Startups Look to Perfect a Meatless Hamburger

Jacob Bunge and Patrick McGroarty reported yesterday at The Wall Street Journal Online that, “A new generation of startups is racing to solve a puzzle: how to make a juicy burger without harming a single steer.

“Food scientists are mixing pea, soybean and beet molecules into concoctions that mimic ground beef. Bioengineers are growing muscle tissue from animal cells in steel tanks.

The question is whether either method can find favor beyond vegetarians and animal-rights activists among the U.S. consumers who overwhelmingly identify themselves as carnivores.”

The Journal article noted that, “‘The key to us isn’t to focus on those who’ve already chosen plant-based foods, but on those that really love a great-tasting burger,’ said David Lee, chief operating officer of Impossible Foods Inc., a Redwood City, Calif., startup that makes patties from molecules derived from potatoes, coconuts and legumes.

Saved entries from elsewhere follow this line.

PR #19651, opened 2023-09-06
[CPU] improve reorder to support any precision

riverlijunjie:
### Details:
 - make reorder node to support arbitrary precision

### Tickets:
 - 120207


src/plugins/intel_cpu/src/nodes/reorder.cpp
```diff
@@ -189,11 +189,62 @@ void Reorder::createReorderPrimitive(const dnnl::memory::desc& srcDesc,
...
+        return false;
+    };
+
     const auto engine = getEngine();
     src_blocked = std::make_shared<Memory>(engine, DnnlExtensionUtils::makeDescriptor(srcDesc), srcPtr, false);
-
     dst_blocked = std::make_shared<Memory>(engine, DnnlExtensionUtils::makeDescriptor(dstDesc), dstPtr, false);
 
+    isPreConvert = !isSupportedDataType(srcDesc.get_data_type());
+    isPostConvert = !isSupportedDataType(dstDesc.get_data_type());
```
maxnick, line 213: First. This is not the best solution though. First of all, on this level we are working with oneDNN entities already. Thus it doesn't help us to avoid an exception during an attempt to create oneDNN memory descriptor, since on the cpu_plugin::Node level there might be an arbitrary precision, but  when we call `srcMemPtr->getDescWithType<DnnlMemoryDesc>()` on L179 we implicitly convert an arbitrary memory descriptor to an oneDNN memory desc, which is not guarantied to complete successfully in all the cases. Thus the check must be made even before the memory descriptor conversion.
Second. Using F32 as an intermediate type unconditionally  is not a good idea, since there might be rounding of integral values that may break accuracy. Thus. When both input and output types are not supported, we should simply reinterpret the smallest in size of the two types as any type of the same size supported by oneDNN and do the reordering with this type. Then reinterpret the type back and do the conversion.
Third. Since we have `Reorder::reorderData`, which is aimed to perform instant reordering on demand and it also have to support arbitrary precisions, I strongly encourage you to develop a Reorder Executor, similar to the existing DnnlExecutor class. For the intermediate buffer, the Scratchpad may be used when possible to reduce the amount of memory reallocations.

src/plugins/intel_cpu/src/dnnl_extension_utils.cpp
```diff
@@ -60,6 +62,10 @@ memory::data_type DnnlExtensionUtils::IEPrecisionToDataType(const InferenceEngin
             return memory::data_type::f16;
         case InferenceEngine::Precision::UNSPECIFIED:
             return memory::data_type::undef;
+        case InferenceEngine::Precision::FP64:
+        case InferenceEngine::Precision::U64:
+        case InferenceEngine::Precision::I64:
+            return memory::data_type::f64;
```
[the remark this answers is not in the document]
riverlijunjie: Is there a good way to solve the precision mismatch question? We know that dnnl has a limited precision range, but we need match full range of IE Precision to the limited dnnl precision.

src/plugins/intel_cpu/src/nodes/reorder.cpp
riverlijunjie: OK, let's do：
1.  Precision check should be put before MemDesc conversion to oneDNN mem desc
2. Choose intermediate type: smallest size of input/output types, and the same size supported by oneDNN
3. Develop reorderExecutor class
4. Use Scratchpad for intermediate conversion buffer


For 2, we need know which type (same size)is supported, do we also use 'try create dnnl::reorder' to find out the support data type? Maybe a redefined list is better?

src/plugins/intel_cpu/src/nodes/reorder.cpp
```diff
@@ -189,11 +189,62 @@ void Reorder::createReorderPrimitive(const dnnl::memory::desc& srcDesc,
     if (!selectedPD)
         IE_THROW() << "Preferable primitive descriptor is not set.";
 
+    // How to query what data_types are supported by dnnl::reorder
```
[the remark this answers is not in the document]
maxnick: From the performance perspective it's better to use some a kind of a list of supported precisions. The serious drawback of this solution is the necessity to manually maintain such a list. May be this is not a big problem. Another thing is that oneDNN supports not all the precision combinations in the reorder implementation. Thus, we would have to maintain a list of supported combinations as well. Thus, may be we need to do the following. Maintain a list of supported by oneDNN openvino types (may be simply modify DnnlExtensionUtils::IEPrecisionToDataType so that it return a kind of error code instead of exception, so we can check whether the type is supported by oneDNN), then, when we proved that the current precisions are supported, we need to try to make the reorder and check the result, and if it is not created it means that the current precisions combination is not supported and we have to do the reordering with only one type and then perform the conversion.

src/plugins/intel_cpu/src/nodes/reorder.cpp
maxnick: > For 2, we need know which type (same size)is supported, do we also use 'try create dnnl::reorder' to find out the support data type? Maybe a redefined list is better?
Please refer to my previous comment https://github.com/openvinotoolkit/openvino/pull/19651#discussion_r1317393915. In short, to detect unsupported precisions we can reuse `DnnlExtensionUtils::IEPrecisionToDataType` with minor modifications. To detect unsuported precisions combinations we still need to try to instance a reorder primitve.

src/plugins/intel_cpu/src/nodes/reorder.cpp
```diff
@@ -417,6 +414,380 @@ void Reorder::reorderData(const IMemory &input, const IMemory &output, MultiCach
...
+
+        // Allocate or resize input memeory
+        auto src_desc = dst->getDesc().cloneWithNewPrecision(post_converter->getInputPrec());
+        auto src_mem = post_converter->getInputMem();
+        if (src_mem) {
+            src_mem->redefineDesc(src_desc);
+        } else {
+            auto mem = std::make_shared<Memory>(engine, src_desc, nullptr, false);
+            post_converter->setInputMem(mem);
+        }
```
maxnick, line 617: As I mentioned above, it's enough to have just one intermediate storage. Moreover we can use `scratchpad` for this purpose. Thus, we don't need this step at all.

src/plugins/intel_cpu/src/nodes/reorder.h
```diff
@@ -62,18 +62,105 @@ class Reorder : public Node {
...
 private:
-    dnnl::reorder::primitive prim;
-    std::shared_ptr<MemoryDesc> input;
-    std::shared_ptr<MemoryDesc> output;
-
-    std::vector<int> src_permutation;
-
-    MemoryPtr dst_blocked;
-    MemoryPtr src_blocked;
+    class ReorderExecutor {
```
maxnick, line 68: If the executor is supposed to be shared between nodes, it shall have constant internal state. Otherwise we can have unexpected behaviour. The thing is the `prepareParams` method modifies the internal state, but it's not called every time for the other node every infer request since the `Reorder::prepareParams` method is called only when the shape change. Thus, some other node, which got the same executer, may have completelly different memory in the `primArgs` map for example with say nothing about the other parameters, which is of course incorrect.

src/plugins/intel_cpu/src/nodes/reorder.cpp
```diff
@@ -175,77 +175,71 @@ void Reorder::prepareParams() {
...
-                                     const dnnl::memory::desc& dstDesc,
-                                     void* dstPtr) {
+struct ReorderExecutorKey {
+    dnnl::memory::desc src;
+    dnnl::memory::desc dst;
+    InferenceEngine::Precision src_prc;
+    InferenceEngine::Precision dst_prc;
+    size_t hash() const;
+    bool operator==(const ReorderExecutorKey& rhs) const;
+};
```
maxnick, line 189: We should think about the need to cache this executor. The thing is, the reorder primitives are already cached, additional converts initialization isn't costly. The only thing that may be amortized with caching is the attempts to instance the reorder primitive to test whether the precision combination is supported.
The most correct solution is storing the base `MemoryDesc` types in the key, of course this will make the hashing and comparison far more complicated, but it allows to describe an arbitrary reorder node, and switch from direct use of the reorder primitive to reorder executor.

src/plugins/intel_cpu/src/nodes/reorder.cpp
riverlijunjie: It seems we need 2 intermediate storages, for example {input=FP64, output=FP64} oneDNN doesn't support, we need convert to FP32 and then do reorder:

FP64(input) -> convert  -> FP32 -> reorder -> FP32 -> convert to FP64(output)

It needs 2 FP32 memory. Is it right?

src/plugins/intel_cpu/src/nodes/reorder.cpp
```diff
@@ -417,6 +414,380 @@ void Reorder::reorderData(const IMemory &input, const IMemory &output, MultiCach
...
+        return;
+    if (output)
+        post_converter->setOutputPrec(output->getPrecision());
+    post_converter->convert();
+}
+
+bool Reorder::ReorderExecutor::exec(dnnl::stream strm) {
+    if (prim) {
+        preConvert();
+        prim.execute(strm, primArgs);
```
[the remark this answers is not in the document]
riverlijunjie: Can compare input desc and output desc to judge whether it don't need reordering?

src/plugins/intel_cpu/src/nodes/reorder.cpp
```diff
@@ -417,6 +414,380 @@ void Reorder::reorderData(const IMemory &input, const IMemory &output, MultiCach
...
+
+        // Choose data type with the smallest data size
+        near_data_type = find_near_data_type(src_prc, dst_prc);
+        OPENVINO_ASSERT(isSupportedDataType(engine, cache, src, near_data_type));
+        pre_converter->setOutputPrec(DnnlExtensionUtils::DataTypeToIEPrecision(near_data_type));
+        post_converter->setInputPrec(DnnlExtensionUtils::DataTypeToIEPrecision(near_data_type));
+        break;
+    default:
+        OPENVINO_THROW("Incorrect converter mask!");
+        break;
```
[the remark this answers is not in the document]
riverlijunjie: Supposed F32->FP64 reorder, we should apply FP32 as intermediate memory to do reorder (not sure can do in place), then we will allocate buffer to store FP32->FP32 reordering result, which will as  input to convert to FP64 destination.

While for FP64->FP64 reorder (oneDNN doesn't support), We need allocate 2x FP32 buffer for FP32 reorder:

      FP64(input)->FP32(allocated) -> reorder -> FP32(allocated)->FP64(output)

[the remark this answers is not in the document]
riverlijunjie: It seems oneDNN doesn't support reorder: {fp64 -> fp64}, {bin -> bin}

src/plugins/intel_cpu/src/nodes/reorder.h
riverlijunjie: I see! But I thought we have provided - Reorder::reorderData - for other node, and don't need share it to other nodes.
Is it necessary to share it to other nodes?

src/plugins/intel_cpu/src/nodes/reorder.cpp
riverlijunjie: Agree, it is the most optimal solution. The cost is that hash computation will become complicated.
I also think maybe not cache executor will be a balance solution.

src/plugins/intel_cpu/src/nodes/reorder.h
```diff
@@ -62,18 +62,89 @@ class Reorder : public Node {
     static std::string getReorderArgs(const MemoryDesc &parentDesc, const MemoryDesc &childDesc);
 
     static void reorderData(const IMemory &input, const IMemory &output, MultiCachePtr cache = nullptr);
+    static void reorderData2(const IMemory &input, const IMemory &output, MultiCachePtr cache = nullptr);
```
ceciliapeng2011, line 65: any comments to reorderData2 since the two functions are exactly of the same paramters?

src/plugins/intel_cpu/src/nodes/reorder.h
```diff
@@ -62,18 +62,89 @@ class Reorder : public Node {
...
+        std::shared_ptr<IntermConverter> post_converter = nullptr;
+        DnnlScratchPadPtr scratch_ptr;
+
+        MemoryCPtr dst_blocked;
+        MemoryCPtr src_blocked;
+
+        MemoryDescPtr input;
+        MemoryDescPtr output;
+
+        bool need_reorder;
```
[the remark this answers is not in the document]
riverlijunjie: ok, will add comments for these class members.

src/plugins/intel_cpu/src/nodes/reorder.h
riverlijunjie: Method reorderData2() is old implement and reorderData() is new implement by reorder executor.
We can remove old implement and only keep the new implement.

src/plugins/intel_cpu/src/graph.cpp
```diff
@@ -599,32 +572,7 @@ void Graph::InitEdges() {
...
-                reorderStatusInternal = convertNode->getChildEdgeAt(0)->needReorder();
-                if (reorderStatusInternal != Edge::ReorderStatus::No)
-                    edge = convertNode->getChildEdgeAt(0);
-            }
-            if (reorderStatusInternal != Edge::ReorderStatus::No) {
-                insertReorder(edge, reorderStatusInternal == Edge::ReorderStatus::Optimized);
-            }
+            insertReorder(edge, false);
             updateEdge(i);
         } else if (reorderStatus == Edge::ReorderStatus::Optimized) {
```
ceciliapeng2011, line 577: We could simplify this to two lines :
insertReorder(edge, reorderStatus == Edge::ReorderStatus::Optimized);
updateEdge(i);

ceciliapeng2011 (changes requested):

src/plugins/intel_cpu/src/graph.cpp
riverlijunjie: We need consider the status of `Edge::ReorderStatus::No`, which will not need insert reorder node.

src/plugins/intel_cpu/src/nodes/reorder.cpp
```diff
@@ -376,45 +331,283 @@ void Reorder::reorderData(const IMemory &input, const IMemory &output, MultiCach
...
+
+    dnnl::memory::desc src_desc, dst_desc;
+    if (src_data_type != dnnl::memory::data_type::undef && dst_data_type != dnnl::memory::data_type::undef) {
+        // Check whether dnnl::reorder directly support input->output
+        src_desc = updateSrcDesc(engine, src_permutation);
+        dst_desc = dst_blocked->getPrimitive().get_desc();
+        auto result = getReorderPrim(cache, engine, src_desc, dst_desc);
+
+        if (result) {
+            prim = result;
```
luo-cheng2021, line 436: I suppose this is a hot path for many cases, so can we change line 399 to avoid unnecessary construction?

src/plugins/intel_cpu/src/dnnl_extension_utils.cpp
```diff
@@ -58,10 +60,12 @@ memory::data_type DnnlExtensionUtils::IEPrecisionToDataType(const InferenceEngin
             return memory::data_type::bin;
         case InferenceEngine::Precision::FP16:
             return memory::data_type::f16;
+        case InferenceEngine::Precision::FP64:
+            return memory::data_type::f64;
         case InferenceEngine::Precision::UNSPECIFIED:
             return memory::data_type::undef;
         default: {
-            IE_THROW() << "The plugin does not support " << prec.name();
+            return memory::data_type::undef;
```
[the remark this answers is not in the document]
riverlijunjie: We need this function can return status to make reorder be aware of whether dnnl support this precision. If throw exception, it cannot get this information.

src/plugins/intel_cpu/src/nodes/reorder.cpp
```diff
@@ -376,45 +331,283 @@ void Reorder::reorderData(const IMemory &input, const IMemory &output, MultiCach
...
-            if (!reorder) {
-                IE_THROW() << "No reorder available for the following tensor descriptors: "
-                    << input.getDesc().serializeFormat() << " and " << output.getDesc().serializeFormat();
-            }
+        auto engine = output.getPrimitive().get_engine();
+        std::vector<int> src_permutation = {};
+
+        auto src = std::make_shared<Memory>(engine, input.getDescPtr(), input.getData(), false);
+        auto dst = std::make_shared<Memory>(engine, output.getDescPtr(), output.getData(), false);
+        auto executor = std::make_shared<ReorderExecutor>(engine, cache, src, dst, src_permutation);
```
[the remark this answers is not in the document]
riverlijunjie: It creates Memory objects with allocated buffer(reuse it), not consume too much additional memory, so no too much impac on performance.
About `ReorderExecutor`, it has applied dnnl::reorder cache, and encapsulates the logic of precision convert and dnnl::reorder, which is the most direct way to do different precision reoder operation. And it is almost the same with the previous implement of this function.

src/plugins/intel_cpu/src/nodes/reorder.cpp
riverlijunjie: line 399 is used to construct an empty dnnl::reorder, which is an empty object and is used to check whether need do reorder (in case of only do convert).

src/plugins/intel_cpu/src/dnnl_extension_utils.cpp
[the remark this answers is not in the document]
riverlijunjie: Another method is to use try...catch clause to catch the unsupported precision during check whether this precision is supported.

src/plugins/intel_cpu/src/nodes/reorder.cpp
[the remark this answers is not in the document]
riverlijunjie: `ReorderExecutor` can be created in stack, but `src, dst` still need use `std::make_shared` to construct due to it is required by `ReorderExecutor`

luo-cheng2021 (approved):
LGTM

riverlijunjie:
closed, and is replaced by https://github.com/openvinotoolkit/openvino/pull/18124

Mr. Lee and others in the startup sector say that consumers have an appetite for foods that are easier on the environment to produce.”

Bunge and Patrick McGroarty pointed out that, “So far, chefs are charging $12 to $19 for Impossible Burgers of varying sizes, but Mr. Lee says the product would compete on price with conventional beef as production scales up. In 2014, it cost Impossible Foods about $20 to produce one patty, while conventional ground beef recently sold at wholesale for roughly $1.62 a pound, according to the U.S. Department of Agriculture.”

The Journal article added that, “Another pack of startups is growing meat without slaughtering a single animal. ‘We do have the ability, which plant-based products might not have, to produce an exact mimic,’ said Mark Post, co-founder of Netherlands-based Mosa Meat.

“Using self-renewing animal cells, scientists for Memphis Meats Inc., Mosa, and Tel Aviv-based SuperMeat are growing skeletal muscle in bioreactor tanks that can be harvested and formed into meatballs, burgers and chicken strips. The founders envision brewery-like facilities churning out ‘clean meat’ with a fraction of the water that poultry and livestock require.”